RECORDS FOR PROCESSING Block Start
PR #13387, opened 2025-02-19
taito/qix.cpp: Cleanups/Updates

cam900:
- Use palette_device for palette feature
- Separate driver state class for kram3 due to encryption
- Use logmacro.h for MCU logging
- Reduce preprocessor defines
- Reduce literal tag usage
- Reduce duplicates
- Fix spacings
- Fix namings
- Add notes

### DIFF
--- a/src/mame/taito/qix.cpp
+++ b/src/mame/taito/qix.cpp
@@ -240,52 +240,84 @@ Interrupts:
 
 /*************************************
  *
+ *  Slither SN76489 I/O
+ *
+ *************************************/
+
+template <unsigned Which>
+void slither_state::sn76489_ctrl_w(int state)
+{
+	// write to the sound chip
+	if (!state && m_sn76489_ctrl[Which])
+		m_sn[Which]->write(m_pia[Which + 1]->b_output());
+
+	m_sn76489_ctrl[Which] = bool(state);
+}
+
+
+
+/*************************************
+ *
+ *  Slither trackball I/O
+ *
+ *************************************/
+
+template <unsigned Which>
+uint8_t slither_state::trak_r()
+{
+	return m_trak[Which + (m_flip ? 2 : 0)]->read();
+}
+
+
+
+/*************************************
+ *
  *  Data CPU memory handlers
  *
  *************************************/
 
 void qix_state::main_map(address_map &map)
 {
-	map(0x8000, 0x83ff).ram().share("share1");
+	map(0x8000, 0x83ff).ram().share("sharedram");
 	map(0x8400, 0x87ff).ram();
 	map(0x8800, 0x8bff).nopr();   /* 6850 ACIA */
-	map(0x8c00, 0x8c00).mirror(0x3fe).rw(FUNC(qix_state::qix_video_firq_r), FUNC(qix_state::qix_video_firq_w));
-	map(0x8c01, 0x8c01).mirror(0x3fe).rw(FUNC(qix_state::qix_data_firq_ack_r), FUNC(qix_state::qix_data_firq_ack_w));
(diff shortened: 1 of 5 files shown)


src/mame/taito/qix.h
```diff
@@ -39,140 +34,148 @@ class qix_state : public driver_device
...
+	void video(machine_config &config);
+
+	void init_kram3();
+
+private:
+	void lic_maincpu_changed(int state);
+	void lic_videocpu_changed(int state);
+
+	void main_map(address_map &map) ATTR_COLD;
+	void video_map(address_map &map) ATTR_COLD;
```
angelosa, line 134: Isn't this overshadowing what's in base class, requiring a `virtual override`?

src/mame/taito/qix.cpp
```diff
@@ -1370,7 +1403,7 @@ int qix_state::kram3_permut2(int tbl_index, int idx, const uint8_t *xor_table)
 	return xorval;
 }
 
-int qix_state::kram3_decrypt(int address, int value)
+static inline int decrypt(int address, int value)
```
cuavas, line 1406: This is only relevant to the encrypted Kram game – it’s better the make the name reflect that.

src/mame/taito/qix.cpp
```diff
@@ -1337,7 +1370,7 @@ static const uint8_t xor2_table[] =
 	99,99,99,99,99,99,99,99,99,99,99,99,99,99,99,99,99,99,99,99,99,99,99,99,99,99,99,99,99,11, 6,99,
 };
 
-int qix_state::kram3_permut1(int idx, int value)
+static inline int permut1(int idx, int value)
```
cuavas, line 1373: Same for these permutation functions – they’re only relevant for one system, and it’s better to reflect that in the name.

src/mame/taito/qix.h
```diff
@@ -39,140 +34,149 @@ class qix_state : public driver_device
...
-		m_screen(*this, "screen")
+		m_videobank(*this, "videobank")
 	{ }
 
 	void qix_base(machine_config &config);
 	void qix(machine_config &config);
 	void qix_video(machine_config &config);
 	void qix_audio(machine_config &config);
-	void kram3(machine_config &config);
-	void kram3_video(machine_config &config);
```
cuavas, line 64: The ones that aren’t complete systems (`qix_video` and `qix_audio`) should be in the `protected` section.  Also, you can put `ATTR_COLD` on machine configuration functions.

src/mame/taito/qix.h
```diff
@@ -39,140 +34,149 @@ class qix_state : public driver_device
...
+	{ }
+
+	void kram3(machine_config &config);
+	void video(machine_config &config);
+
+	void init_kram3();
+
+protected:
+	virtual void main_map(address_map &map) override ATTR_COLD;
+	virtual void video_map(address_map &map) override ATTR_COLD;
```
cuavas, line 131: Since you’ve got a different machine configuration function anyway, is there really any point making these virtual and adding vtable slots?  Why not just give them non-ambiguous names and set the address maps in the machine configuration functions for this class?

src/mame/taito/qix.h
```diff
@@ -39,140 +34,149 @@ class qix_state : public driver_device
...
 	void slither(machine_config &config);
-	void slither_video(machine_config &config);
-	void slither_audio(machine_config &config);
+	void video(machine_config &config);
+	void audio(machine_config &config);
 
 protected:
 	virtual void machine_start() override ATTR_COLD;
 
+	virtual void video_map(address_map &map) override ATTR_COLD;
```
cuavas, line 161: Same here – you’ve got a separate machine configuration function, so you may as well give this a distinct name and set it in machine configuration.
RECORDS FOR PROCESSING Block End
From the data above, copy every line where "mirror" appears.

-	map(0x8c00, 0x8c00).mirror(0x3fe).rw(FUNC(qix_state::qix_video_firq_r), FUNC(qix_state::qix_video_firq_w));
-	map(0x8c01, 0x8c01).mirror(0x3fe).rw(FUNC(qix_state::qix_data_firq_ack_r), FUNC(qix_state::qix_data_firq_ack_w));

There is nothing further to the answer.